:: Dataset records ::

PR #17647, opened 2023-06-30
Postshader - Fake reflections

lvonasek:
Demos:
GTA - https://twitter.com/LubosVon/status/1674769471959977986
NFS - https://www.youtube.com/watch?v=YqykcQXXiSE

### DIFF
--- a/UWP/UWP.vcxproj
+++ b/UWP/UWP.vcxproj
@@ -835,6 +835,9 @@
     <None Include="Content\shaders\defaultshaders.ini">
       <DeploymentContent>true</DeploymentContent>
     </None>
+    <None Include="Content\shaders\fakereclections.fsh">
+      <DeploymentContent>true</DeploymentContent>
+    </None>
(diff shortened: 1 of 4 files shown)


hrydgard:
Thanks to the quite static camera angle in GTA, it looks better than it has any right to, hah.

Though, it'll reflect regardless of weather, which is hardly ideal...

lvonasek:
It is a very simple trick but it works quite well. In NFS in VR it does it's job, on 2D it is not so noticable. In some games is the effect better.

I was tuning it quite lot to have it fast but still effective. The wet effect is the only way to make it work. Without it it would be immediately noticable that the reflections are wrong.

hrydgard:
I don't much like the idea of so game-specific post shaders, but we don't really have another way to deal with it either. So I'll go ahead. However, I'm a bit afraid of a huge proliferation of these, which will get confusing. We will need categories or similar.

PR #17651, opened 2023-06-30
SDL: support HiDPI on wayland

hch12907:
Not sure if this is correct, I am familiar with neither SDL nor the codebase of PPSSPP. Tested on X11 and Wayland though, both seem to work just like before.

### DIFF
--- a/Core/Core.cpp
+++ b/Core/Core.cpp
@@ -167,7 +167,7 @@ bool UpdateScreenScale(int width, int height) {
 	float g_logical_dpi = System_GetPropertyFloat(SYSPROP_DISPLAY_LOGICAL_DPI);
 	g_display.dpi_scale_x = g_logical_dpi / g_display.dpi;
 	g_display.dpi_scale_y = g_logical_dpi / g_display.dpi;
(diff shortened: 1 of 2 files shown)


hrydgard:
Cool, I'm gonna test on my Linux laptop where I had some DPI issues soon.

hrydgard:
It doesn't help the weird DPI I'm getting, but also it doesn't break anything. Let's get it in.

hrydgard (approved):

hrydgard:
Hm, this somehow made things gigantic on OSX, so gonna have to add some checks, or figure out what's going on..

hrydgard:
Actually, I'm going to revert this. It's clearly not tested enough. For example, on OSX, you get a different rendered DPI after the first window resize, plus it's wrong.

hch12907:
That's a bummer, because I don't have a MacOS machine to test the code on :/

hrydgard:
I may resurrect and debug this myself on Mac in the near future, I just didn't want to leave it in such a broken state. That's probably a good place to start looking yeah.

:::

Task objective ::
Find each line in the data above with the word "better", then copy it.

Solved problem ::
Thanks to the quite static camera angle in GTA, it looks better than it has any right to, hah.
It is a very simple trick but it works quite well. In NFS in VR it does it's job, on 2D it is not so noticable. In some games is the effect better.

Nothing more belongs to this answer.